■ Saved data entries
==============================

Issue #73, opened 2015-04-01
DataProtection throws NullReferenceException on IIS


ChengTian:
Run dnu published MusicStore on IIS gives:
![untitled](https://cloud.githubusercontent.com/assets/1383883/6932731/79b7587c-d7d2-11e4-82ce-a67f004484d8.png)

ChengTian:
@muratg @Praburaj

Praburaj:
Looking at this now.

Praburaj:
I see both x86 versions (clr and coreclr) fails with this error. Both X64 versions work fine. May be something wrt bitness. investigating this more.

Praburaj:
merged : https://github.com/aspnet/DataProtection/commit/33fa06a25c8823cd3f73185573831ed6f769fbd9

PR #75, opened 2015-04-01
Fixing dataprotection on IIS

Praburaj:
Fixes: https://github.com/aspnet/DataProtection/issues/73

On IIS where there is no user profile, the code tries to always read the 32bit registry view irrespective of the bitness of the worker process. So in case of 64 bit app pools the registry key is null so it falls back to in memory ephemeral repository. On 32 bit app pool it can find an appropriate registry key, but the keyRepositoryDescriptor is not populated resulting in a null reference exception.

Current behavior:
X86 throws
X64 falls back to in memory ephemeral

With fix:
Both X86 and X64 will use DPAPI.

@davidfowl @ChengTian @glennc @anurse @muratg


Eilon:
:shipit:

PR #78, opened 2015-04-07
Add serviceable attribute to projects.

NTaylorMullen:


src/Microsoft.AspNet.DataProtection.Shared/Properties/AssemblyInfo.cs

==============================

■ Exercise brief
Work out how many lines in the records above contain the word "https". State only that number.

■ Answer section
3